D’autres mesures fiscales comprennent l’augmentation des dépenses au titre du programme d’investissement public approuvé, en particulier les dépenses consacrées aux projets d’aide publique au développement en préparation. Le soutien stratégique du secteur privé, tel que l’investissement dans l’infrastructure numérique du pays, est également mis en œuvre.

À la mi-août, le ministère de l’Information et des Communications a annoncé le lancement de la plateforme de blockchain akaChain qui aide les entreprises à raccourcir le temps consacré à des tâches telles que les procédures électroniques Know Your Customer, l’évaluation du crédit et les programmes de fidélisation de la clientèle. Une sécurité et une transparence améliorées sont également possibles dans les développements futurs de cette technologie. Dans un pays à la démographie relativement jeune, l’enseignement et l’apprentissage à distance, ainsi que la télémédecine, sont des progrès qui ont été impulsés par le COVID-19.

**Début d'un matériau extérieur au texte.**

PR #2029, opened 2018-02-19
Proposal: Use write-output in scoop list.

bannmoore:
This is a minor quality of life thing, but currently `scoop list` has no output and cannot be piped. Coming from `homebrew`, I expect this to work:

```
scoop list | grep "putty"
```

This is useful for workstation setup scripts that try to check if something is already installed. Listing the apps with `write-output` instead of `write-host` means losing the colored text, but that seems like a fair tradeoff.

### DIFF
--- a/libexec/scoop-list.ps1
+++ b/libexec/scoop-list.ps1
@@ -17,29 +17,29 @@ $global = installed_apps $true | % { @{ name = $_; global = $true } }
 $apps = @($local) + @($global)
 
 if($apps) {
-    write-host "Installed apps$(if($query) { `" matching '$query'`"}): `n"
+    write-output ""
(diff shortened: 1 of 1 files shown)


rasa:
Maybe `scoop list` is colored, but `scoop export` is not?

bannmoore:
I'll admit, I did not realize that was what `scoop export ` was doing. My bad! Reading is hard.

That being said, I'm not sure having both is necessary, for a couple of reasons:
- I can't think of any instance where printing it with colors is more useful than just printing a plain output (but I understand that's just personal preference)
- It deviates from the `grep`-able `<command> list` convention in the tools this one is based on.

Maybe it could be a flag instead of two separate commands? `scoop list` and `scoop list --pretty`, or some such. Regardless, `scoop export` suits my needs so I'll close this.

Le secteur privé formel n’est qu’un domaine qui a besoin de soutien. Le secteur privé informel du Vietnam (dans le tourisme et d’autres services) est important et peut rebondir plus rapidement que le secteur formel une fois que les restrictions relatives au COVID-19 seront assouplies. Le rapport de la Banque mondiale souligne un certain nombre de risques associés à cette stratégie à court et moyen terme.

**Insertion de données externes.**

PR #2032, opened 2018-02-20
Clean up some error messages

stkb:
Cleans up code that outputs error messages:
- Removes the extra 'ERROR' text in the case of `error 'ERROR...`
- Uses the `error` function instead in some cases of `write-host '...' -f Red/DarkRed`...
- ...Except when an `exit` comes after it, in which case it's changed to use `abort` (in some cases this changes the text from darkred to red). The `abort` method doesn't prepend any text.

Haven't touched these cases:
- Code that (effectively) uses write-output instead of write-host to output error messages.
- Code that uses `[console]::error.writeline` instead, since I don't know exactly what this does/why it was used
- Lots of code uses `write-host -f DarkRed "..."`, but I haven't changed them all to use the error function because I don't know if preceding every error message with "ERROR " was really desired.

----

Additional note: For the scoop commands there's some inconsistency in what they do when arguments are missing. Some use `error` (in turn using `write-host`), eg:
https://github.com/lukesampson/scoop/blob/35eb73b2dbc4a8cde6189c8b46eccf03113b9f3b/libexec/scoop-install.ps1#L62

Others just output the text, eg:
https://github.com/lukesampson/scoop/blob/35eb73b2dbc4a8cde6189c8b46eccf03113b9f3b/libexec/scoop-cache.ps1#L41

### DIFF
--- a/bin/checkver.ps1
+++ b/bin/checkver.ps1
@@ -65,7 +65,7 @@ $queue | % {
 
     if ($json.checkver -eq "github") {
         if (!$json.homepage.StartsWith("https://github.com/")) {
-            write-host "ERROR: $name checkver expects the homepage to be a github repository" -f DarkYellow
+            error "$name checkver expects the homepage to be a github repository"
         }
         $url = $json.homepage + "/releases/latest"
         $regex = $githubRegex
--- a/libexec/scoop-depends.ps1
+++ b/libexec/scoop-depends.ps1
@@ -15,13 +15,13 @@ reset_aliases
 $opt, $apps, $err = getopt $args 'a:' 'arch='
 $app = $apps[0]
 
-if(!$app) { error 'ERROR: <app> missing'; my_usage; exit 1 }
+if(!$app) { error '<app> missing'; my_usage; exit 1 }
 
 $architecture = default_architecture
 try {
     $architecture = ensure_architecture ($opt.a + $opt.arch)
 } catch {
-    error "ERROR: $_"; exit 1
+    abort "ERROR: $_"
 }
 
 $deps = @(deps $app $architecture)
--- a/bin/auto-pr.ps1
+++ b/bin/auto-pr.ps1
@@ -53,8 +53,7 @@ if ((!$push -and !$request) -or $help) {
 }
 
 if(!($upstream -match "^(.*)\/(.*):(.*)$")) {
-    Write-Host -f DarkRed "Upstream must have this format: <user>/<repo>:<branch>"
-    exit 1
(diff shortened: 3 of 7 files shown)


bin/checkver.ps1
```diff
@@ -65,7 +65,7 @@ $queue | % {
 
     if ($json.checkver -eq "github") {
         if (!$json.homepage.StartsWith("https://github.com/")) {
-            write-host "ERROR: $name checkver expects the homepage to be a github repository" -f DarkYellow
+            error "$name checkver expects the homepage to be a github repository"
```
stkb: Even though the original was darkyellow text, changed to `error` instead of `warn`, since it seemed like an error condition.

r15ch13:
Regarding the `scoop-cache.ps1` it's clearly an error message so adding the `error` function is reasonable.
`auto-pr.ps1` and `checkver.ps1` are mainly used for maintenance, so they aren't that important :grin:

PS: there goes my plan to remove the `abort` function :sob::grin:

stkb:
> PS: there goes my plan to remove the abort function 😭😁

If you want to go another way, it's fine by me :)

r15ch13:
The complete error handling of scoop has to be changed in order to remove the `abort` function. So it's still okay to use it :smile:

libexec/scoop-depends.ps1
```diff
@@ -15,13 +15,13 @@ reset_aliases
...
 
-if(!$app) { error 'ERROR: <app> missing'; my_usage; exit 1 }
+if(!$app) { error '<app> missing'; my_usage; exit 1 }
 
 $architecture = default_architecture
 try {
     $architecture = ensure_architecture ($opt.a + $opt.arch)
 } catch {
-    error "ERROR: $_"; exit 1
+    abort "ERROR: $_"
```
rasa: This is fine, but kinda confusing. Could abort either not prefix 'ERROR: ', or use a different prefix, like 'FATAL: '?

stkb: It could, but I wouldn't worry too much about it. As @r15ch13 said, the whole error handling needs to be changed anyway. The worst cases ("ERROR ERROR...") have been taken care of.

rasa: Agreed. thx.

stkb:
Having thought about it some more, yeah this should all really be done a different way.

IMO most inner functions shouldn't be writing error messages, or possibly anything to the screen directly, but rather returning a success value or throwing errors if something goes wrong. Only at the last moment should the result be translated into success or error messages on-screen. This makes it _much_ easier to test and to know what's going on in the code.

PR #2033, opened 2018-02-20
Warn on shim overwrite

rasa:
Tested and working for me

### DIFF
--- a/lib/core.ps1
+++ b/lib/core.ps1
@@ -198,12 +198,44 @@ function movedir($from, $to) {
     }
 }
 
+function get_app_name($path) {
+    if ($path -match '([^/\\]+)[/\\]current[/\\]') {
+        return $Matches[1].tolower()
+    }
+    return ""
+}
+
+$warned_on_overwrite = @{}
+
+function warn_on_overwrite($shim_ps1, $path) {
+    if (!([System.IO.File]::Exists($shim_ps1))) {
+        return
+    }
+    $shim = [System.IO.Path]::GetFileNameWithoutExtension($shim_ps1).tolower()
+    if ($warned_on_overwrite.ContainsKey($shim)) {
+        return
+    }
+    $reader = [System.IO.File]::OpenText($shim_ps1)
+    $line = $reader.ReadLine().replace("`r","").replace("`n","")
+    $reader.Close()
+    $shim_app = get_app_name $line
+    $path_app = get_app_name $path
+    if ($shim_app -eq $path_app) {
+        return
+    }
+    $filename = [System.IO.Path]::GetFileName($path)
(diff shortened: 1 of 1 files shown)


lib/core.ps1
```diff
@@ -198,13 +198,45 @@ function movedir($from, $to) {
...
+    $line = $reader.ReadLine().replace("`r","").replace("`n","")
+    $reader.Close()
+    $shim_app = get_app_name $line
+    $path_app = get_app_name $path
+    if ($shim_app -eq $path_app) {
+        return
+    }
+    $filename = [System.IO.Path]::GetFileName($path)
+    warn "Overwriting shim to $filename installed from $shim_app"
+    $warned_on_overwrite[$shim] = $shim_ps1
```
stkb: Not sure what the warning flags were meant to do, but at the moment, since this function is only called once for any given shim name, it's not doing anything.

rasa: I appreciate the feedback. The warming’s are to inform the user when a program overwrites another program’s shim, as the two have the same name. My apologies if that wasn’t clear. I’m not sure what you mean by “it’s not doing anything,” I’ve tested it, and it’s reports when a shim is overwritten. Are you suggesting it report if the overwritten shim is then overwritten by a subsequent app?

stkb: Sorry, I myself wasn't clear. I'm not talking about the warning feature itself (which works and is a good feature!)

I'm talking about where you set up a hashtable:
``` powershell
$warned_on_overwrite = @{}
```

And later check if it already contains a shim:
``` powershell
if ($warned_on_overwrite.ContainsKey($shim)) {
        return
}
```

And later set a flag for this shim:
``` powershell
$warned_on_overwrite[$shim] = $shim_ps1
```

This is the code that, as far as I can tell, isn't doing anything, since the function is only run once for any `$shim`. `$warned_on_overwrite.ContainsKey($shim)` will always be false.* What is this code supposed to be preventing?

\*Technically a manifest could contain two shims with the same name; there's no code preventing it. But that's a different problem that should be handled elsewehere.

stkb: I've just realized, that you might be thinking that the `shim` function gets called once for each individual shim file (.exe, .ps1, .cmd...)? If so then the code would make sense. But it isn't: it's only called once for each named shim (eg `shim1`) and all files (`shim1.ps1`, `shim1.exe` ...) are created in the one method call.

rasa: You're right, that's leftover code that should be stripped out. Thanks for catching it. I will update the PR.

rasa: OK, I removed the dead code. It should be good to go now. Thanks again.

PR #2034, opened 2018-02-21
Adapt to path change of Newtonsoft.Json.dll from #2024 (see f0a15886)

pcrama:
The move of the Newtonsoft.Json.dll breaks the virustotal subcommand.  This PR fixes it.

Other similar PRs in the buckets `versions' and `extras' are forthcoming.

Thanks in advance,
-- 
Philippe Crama


r15ch13:
Oh shit, forgot about the tests... Thanks for fixing it :+1:

PR #2053, opened 2018-02-27
Enabled applications which require elevated privileges.

excitoon:
Hi.

Sometimes shim does not work because `CreateProcess()` returns `ERROR_ELEVATION_REQUIRED` error (e.g., `scoop install rufus && rufus`). We can't completely replace code with `ShellExecute()` because it would break running programs in the same console window, that is why I first check for `ERROR_ELEVATION_REQUIRED`, and then use `ShellExecute()` (in .NET way).

I guess, this really fixes #1319 (#579) for UAC-enabled systems.


excitoon:
Hi. @lukesampson . Can you take a look at it?

excitoon:
Rebased.

r15ch13:
Quick to make this work, execute `scoop reset rufus` or `scoop reset *`

PR #2054, opened 2018-02-27
Converted llvm download to 7z to avoid elevated permissions request

SimplyKnownAsG:
The installer and uninstaller do not appear to have `/noadmin` options. converting to a 7z and adding bin appears to work. I'm not sure what the installer was attempting to do, so I believe this is an acceptable change.


SimplyKnownAsG:
@r15ch13, is there something I should do to get this reviewed? Thanks!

Premièrement, en termes de position extérieure du Vietnam, la forte croissance des exportations, les investissements directs étrangers et les envois de fonds au cours des cinq dernières années ont abouti à un tampon raisonnablement confortable de réserves internationales. La structure industrielle du Vietnam est telle que les exportations sont fortement liées aux intrants importés. Ainsi, une réduction significative des exportations de marchandises s’accompagne généralement d’une baisse des importations afin que la balance commerciale des marchandises ne soit pas sérieusement affectée. Paradoxalement, ce manque de lien en amont dans la structure industrielle du Vietnam est un sérieux obstacle à une croissance rapide à long terme.

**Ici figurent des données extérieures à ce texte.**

PR #2056, opened 2018-02-28
added descritpion field

gbursson:
while browsing thru scoop buckets I sorely miss description on what is the package supposed to do, so I will try to provide description tags for those

### DIFF
--- a/bucket/minisign.json
+++ b/bucket/minisign.json
@@ -1,5 +1,6 @@
 {
     "homepage": "https://jedisct1.github.io/minisign/",
+    "description": "A dead simple tool to sign files and verify signatures",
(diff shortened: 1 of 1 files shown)


r15ch13:
The `description` property currently isn't used anywhere. So it's only available by looking at the manifest files.

One pull-request for all the changes would have been enough :grin:

gbursson:
that's exactly where I look for a quick glance what is the package about.
forgive me numerous pull requests, I am brand new to the whole github thing

rasa:
Once most of the apps have descriptions, we can run [makeindex.py](https://github.com/rasa/scoops/blob/master/makeindex.py) on them, and generate a summary table, as is shown here: https://github.com/rasa/scoops#apps

PR #2065, opened 2018-02-28
Support TLS 1.2 for scoop search

### LINKED ISSUE #2063: Invoke-WebRequest Could not create SSL/TLS secure channel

Deuxièmement, l’assainissement budgétaire au cours des trois dernières années signifie qu’il y a une certaine marge de manœuvre pour une relance budgétaire à court terme sans alourdir considérablement le fardeau de la dette publique, qui est tombée à environ 55 pour cent du PIB. En effet, la hausse attendue de la dette publique pourrait accroître la pression pour relancer la privatisation des entreprises publiques (SOE) – un programme qui est au point mort depuis 2018. Cela aurait des avantages importants à long terme.

Enfin, un assouplissement monétaire est désormais nécessaire, mais pourrait entraîner une nouvelle détérioration de la qualité des prêts et une augmentation du nombre de prêts non productifs dans le système bancaire. La gestion de ce risque permettrait de tester l’efficacité des structures réglementaires du gouvernement nécessaires à la croissance à long terme.

Les réformes fondamentales nécessaires pour réaliser l’ambition du Vietnam de sortir du piège du revenu intermédiaire restent inchangées. Ils comprennent la restructuration des banques et des entreprises publiques et la mise en place d’institutions publiques efficaces et responsables. Dans une économie très ouverte comme celle du Vietnam, et pendant une période où l’économie mondiale a été durement touchée par le COVID-19, la résilience à court terme doit s’accompagner d’une volonté politique de poursuivre les réformes structurelles qui continueront de créer une dynamique à long terme. croissance à terme.

Bien qu’il ait pu y avoir un élément de chance dans le détournement du commerce et des investissements à court terme ainsi que dans le calendrier de gestion de la pandémie, une bonne politique a généralement été adoptée et continuera d’être cruciale pour assurer la croissance économique à long terme du Vietnam.

Suiwah Leung est professeur agrégé honoraire d’économie à la Crawford School of Public Policy de l’Université nationale australienne.

Cet article fait partie d’un Série de fonctions spéciales EAF sur la crise du nouveau coronavirus et son impact.